For all the terrible that was my final year at school, this summer was a thousand times worse.

-swegan

Sunday, September 24, 2017

Guess who hasn't written a word of any book since that post lol

You know what I have done? Absolutely nothing! Somehow! Two job interviews, neither of which worked out (but one of which I know for sure was not my fault... the other people just never got back to me ever and sometimes no answer is an answer ya feel)... two prof emails, one of which actually DID work out recently after I thought the prof had left me in the lurch. I finally got the insurance issues with my car sorted out. I ordered winter tires. I refilled my prescriptions. I found out I no longer have health insurance. I now have to pay full price for all my prescriptions. Did you know the birth control patch is $11/patch?

I've read a bunch of books. I mean, not compared to some people I know who read religiously, but compared to what I have managed to read over the past four years it's a lot.



I feel so stagnant. Almost everyone around me is in school or is at least...really, actively trying for something, with a job in the meantime. The other day I considered doing a degree in medical lab science and my parents' response was "I thought you wanted to do medical genetics" and "We just don't want to see you throw away your potential because you think you can't do it" like ok lol preeeeeetty sure a 3.4 won't get me into med and you guys just don't understand the system AT ALL but nope this is just me not thinking I'm good enough, sure.
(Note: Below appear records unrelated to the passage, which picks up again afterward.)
PR #606, opened 2023-05-31
Fix (bias_corr): correct use of float output for bias_correction

Giuseppe5:


src/brevitas/graph/calibrate.py
```diff
@@ -283,19 +260,18 @@ def register_hook_to_wbiol(self, model, hooks):
...
-        self.register_collect_float_mean_hook(module, name)
-        module.forward(*inp)  # Required to avoid infinite recursion
-        self.float_mean_hooks_cleanup()
+        out_float = module.forward(*inp)  # Required to avoid infinite recursion
+        self.collect_float_mean(module, out_float, name)
         self.enable_act_quantization(module, is_training=False)
         self.enable_param_quantization(module, is_training=False)
-        self.register_correct_bias_hook(module, name)
-        out = module.forward(*inp)  # Required to avoid infinite recursion
+        out_quant = module.forward(*inp)  # Required to avoid infinite recursion
```
volcacius, line 274: We need to disable output_quant while out_quant is being computed or it's gonna do BC on post quant values, instead of pre quant, which means that then we can't really merge into bias.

I mean like. I do still want medical genetics. But like. I do want other things to. I still want to write a book, in theory. I'd still like to work. MLS is appealing as something I could feasibly get into that is y'know like ACTUAL JOB TRAINING for a job that is NECESSARY IN THE HEALTH CARE SYSTEM and is something we have ESTABLISHED I AM GOOD AT but


I know. I know someday I will look back and I will think wow! Why did I think that was hard? Everything turned out all right! But, future me, you arrogant asshole, I can't see what's going to happen here. I don't see how I work my way out of this. I can't see the path to Something while I'm wandering in the midst of Nothing. If time travel IS possible I'd really appreciate a sign for what it is I need to do to get out of this mess. Or just some borrowed motivation would be great.
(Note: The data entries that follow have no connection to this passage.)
PR #608, opened 2023-06-02
Feat (gptq): support for parallel layer execution

Giuseppe5:
- Possibility to apply gptq to group of layers that are executed in parallel.
- Support for Conv 1d/2d and ConvTranspose 1d/2d

### DIFF
--- a/src/brevitas/graph/gptq.py
+++ b/src/brevitas/graph/gptq.py
@@ -125,7 +125,7 @@ class gptq_mode:
                         act_order=self.act_order,
                         parallel_layers=parallel_layers)
                     hook_fn = partial(gptq.update_batch, current_layer=self.current_layer)
-                    self.hook_dict[name] = module.register_forward_pre_hook(hook_fn)
+                    self.hook_dict[name] = module.register_forward_hook(hook_fn)
                     self.gptq_layers[name] = gptq
         if not self.use_quant_activations:
             self.disable_quant_inference.disable_act_quantization(
@@ -200,11 +200,13 @@ class GPTQ():
         self.blocksize = math.ceil(self.columns / self.num_blocks)
 
         # Initialize Hessian matrix and counter. We need it in float32 to compute the inverse
-        self.H = torch.zeros((self.groups, self.columns, self.columns), device=dev)
+        self.H = torch.zeros((self.groups, self.columns, self.columns),
+                             device=dev,
+                             dtype=torch.float32)
         self.nsamples = 0
         self.parallel_layers = parallel_layers
 
-    def update_batch(self, module, input, current_layer):
+    def update_batch(self, module, input, output, current_layer):
         # Update reference to current layer
         current_layer.layer_names.add(self.name)
 
@@ -215,16 +217,20 @@ class GPTQ():
             inp = inp.value
 
         # If input is unbatched, add batch_size = 1
-        if len(inp.shape) == 2:
+        if len(inp.shape) == 1:
+            warnings.warn("Found unbatched input, adding batch dimension equal to 1")
             inp = inp.unsqueeze(0)
 
         # Define batch size before re-organizing the input
+        if hasattr(inp, 'names') and 'N' in inp.names:
+            batch_dim = inp.names.index('N')
+            inp = inp.transpose(0, batch_dim)
         batch_size = inp.shape[0]
 
         # Preprocess the input to compute the Hessian
         if isinstance(self.layer, qnn.QuantLinear):
-            if len(inp.shape) == 3:
-                inp = inp.reshape((-1, inp.shape[-1]))
+            if len(inp.shape) > 2:
+                inp = inp.reshape((-1, torch.sum(inp.shape[2:])))
             inp = inp.t()
             # For QuantLinear layer, groups will be 1
             inp_processed = inp.unsqueeze(0)
@@ -248,7 +254,7 @@ class GPTQ():
             # Preprocess input by group
             for i, inp in enumerate(inp_by_group):
                 inp = unfold(inp)
-                inp = inp.permute([1, 0])
+                inp = inp.transpose([1, 0])
                 inp = inp.flatten(1)
                 inp_processed.append(inp)
             inp_processed = torch.stack(inp_processed)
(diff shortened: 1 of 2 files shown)


src/brevitas/core/scaling/runtime.py
```diff
@@ -88,6 +95,8 @@ def __init__(
             scaling_stats_input_view_shape_impl: Module,
             restrict_scaling_impl: Module,
             scaling_shape: Tuple[int, ...],
+            dtype: Optional[torch.dtype] = None,
+            device: Optional[torch.device] = None,
```
volcacius, line 99: Let's add new args always at the bottom, after scaling_min_val

src/brevitas/core/scaling/runtime.py
```diff
@@ -114,13 +125,19 @@ def forward(self, x: torch.Tensor):
...
-    def __init__(self, scaling_shape, shift_scale):
+    def __init__(
+            self,
+            scaling_shape,
+            shift_scale,
+            dtype: Optional[torch.dtype],
+            device: Optional[torch.device]):
         super(_AffineRescaling, self).__init__()
-        self.affine_weight = Parameter(torch.ones(scaling_shape))
+        self.affine_weight = Parameter(torch.ones(scaling_shape, dtype=dtype, device=device))
```
volcacius, line 135: What happens when they are None?

src/brevitas/quant/solver/weight.py
```diff
@@ -101,7 +102,8 @@ class WeightQuantSolver(SolveWeightScalingStatsInputDimsFromModule,
                         SolveParameterScalingInitFromEnum,
                         SolveParameterScalingShape,
                         SolveWeightScalingPerOutputChannelShapeFromModule,
-                        SolveWeightTensorQuantFromEnum):
+                        SolveWeightTensorQuantFromEnum,
+                        SolveDtypeDeviceFromTrackedParameterList):
```
volcacius, line 106: Should be done for bias too, for when we have a standalone scale.

src/brevitas/quant/solver/common.py
```diff
@@ -150,13 +150,6 @@ def learned_round_init(tracked_parameter_list):
         return torch.full(tracked_parameter_list[0].shape, 0.)
 
 
-class SolveTensorQuantFloatToIntImplFromEnum(ExtendedInjector):
```
volcacius, line 153: What happened here? Why is it being removed?

src/brevitas/graph/gptq.py
```diff
@@ -331,24 +395,33 @@ def single_layer_update(self, percdamp=.01):
             else:
                 perm = permutation_list[0]
                 weight[:, perm[i2:]] -= error_block.matmul(h_inv[0, i1:i2, i2:])
+            weight.to(dtype)
```
volcacius, line 398: What's the reasoning for this casting? Can you add a comment?

src/brevitas/graph/gptq.py
```diff
@@ -331,24 +395,33 @@ def single_layer_update(self, percdamp=.01):
...
+                    quant_weight = quant_weight[:, permutation_list[0]]
+                else:
+                    for ii, perm in enumerate(permutation_list):
+                        quant_weight[ii, :] = quant_weight[ii, perm]
+
+            quant_weight_block = quant_weight[:, i1:i2]
+            q = quant_weight_block[:, i]
+        else:
+            pass
+        # else:
```
volcacius, line 423: Can you raise a NotImplemented?

src/brevitas/graph/gptq.py
```diff
@@ -204,7 +262,7 @@ def update_batch(self, module, input, out, current_layer):
             # Preprocess input by group
             for i, inp in enumerate(inp_by_group):
                 inp = unfold(inp)
-                inp = inp.permute([1, 0, 2])
+                inp = inp.permute([1, 0])
```
volcacius, line 265: What happened here?

src/brevitas/graph/gptq.py
```diff
@@ -64,40 +73,69 @@ def __init__(
...
+                return False
         elif isinstance(module, qnn.QuantLinear):
             return True
         else:
             return False
 
     def __enter__(self):
+        # If the user specifies which layers to execute in parallel, we follow that structure
+        # Otherwise each supported layer will be executed standalone
+        if self.group_of_parallel_layers is not None:
```
volcacius, line 100: Can we do it differently, where we allow to pass in only some groups of layers, and we can infer that the others have to run by themselves?

src/brevitas/quant/solver/common.py
Giuseppe5: If you check, it is defined twice. I guess something happened during a rebase/merge

src/brevitas/graph/gptq.py
Giuseppe5: This should not be here since it will addressed in another PR entirely, apologies

src/brevitas/graph/gptq.py
Giuseppe5: We are just interested in permuting the first two dimensions, leaving all the others unchanged. The `2` was redundant.

src/brevitas/graph/gptq.py
Giuseppe5: Yes I can work on that

volcacius (commented):
A few notes:
- Put the device and dtype changes on a separate PR we can rebase this one onto.
- Device and dtype for learned bit width are missing.
- Device and dtype for QuantRNN and QuantLSTM are missing.

src/brevitas/graph/gptq.py
```diff
@@ -64,40 +72,68 @@ def __init__(
...
+                return False
         elif isinstance(module, qnn.QuantLinear):
             return True
         else:
             return False
 
     def __enter__(self):
+        # The user can specify on which layers to apply gptq in parallel.
+        # All the others will be executed sequentially
+        list_of_layers = {
```
volcacius, line 95: does this need to be a dict? It's called list and the key is not used below

volcacius: Nvm I see where it's used. Let's call it dict

src/brevitas/graph/gptq.py
```diff
@@ -162,13 +199,14 @@ def __init__(self, layer, name, num_blocks, act_order) -> None:
         # Define how many columns to update in each mini-block
         self.blocksize = math.ceil(self.columns / self.num_blocks)
 
-        # Initialize Hessian matrix and counter
-        self.H = torch.zeros((self.groups, self.columns, self.columns), device=dev, dtype=dtype)
+        # Initialize Hessian matrix and counter. We need it in float32 to compute the inverse
+        self.H = torch.zeros((self.groups, self.columns, self.columns), device=dev)
```
volcacius, line 203: set dtype explicitly to float32 instead of relying on default

volcacius (approved):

I mean everyone has to learn what rejection after rejection after rejection feels like right? Well, if you haven't gotten there yet, let me tell you firsthand that after being the sort of kid who never ever failed at anything ever, it fucking sucks. I wish my first exposure to failure had been at the age of 10 or something so that I could have dealt with it in my developmental years but instead here I am, a week short of 22, 12 years later and STILL failing for the first time! Astonishing.
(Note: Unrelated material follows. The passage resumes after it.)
PR #612, opened 2023-06-06
Examples (mobilenetv1): exposing new args to quant_mobilenet_v1

i-colbert:
exposing control of weight_quant and separating act/weight bit-widths.


src/brevitas_examples/imagenet_classification/models/mobilenetv1.py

It's been a bad week. It's so hard to keep myself afloat, it's so hard to keep trying to keep my brain in check and my thoughts where I want them. I just had control of them and now everything's changed and shifted around me into a new situation I don't have a pattern of control to deal with. I went to the gym three times this week and have started actually monitoring what I eat in an effort to lose weight because being depressed let my weight get out of control and in this wack ass situation I'm in where I feel entitled to complain still somehow, this is one thing I have power over.


I really just want something to work out or for some epiphany or motivation to hit me. I really, really need a win and it's only been a month. How long is this going to last?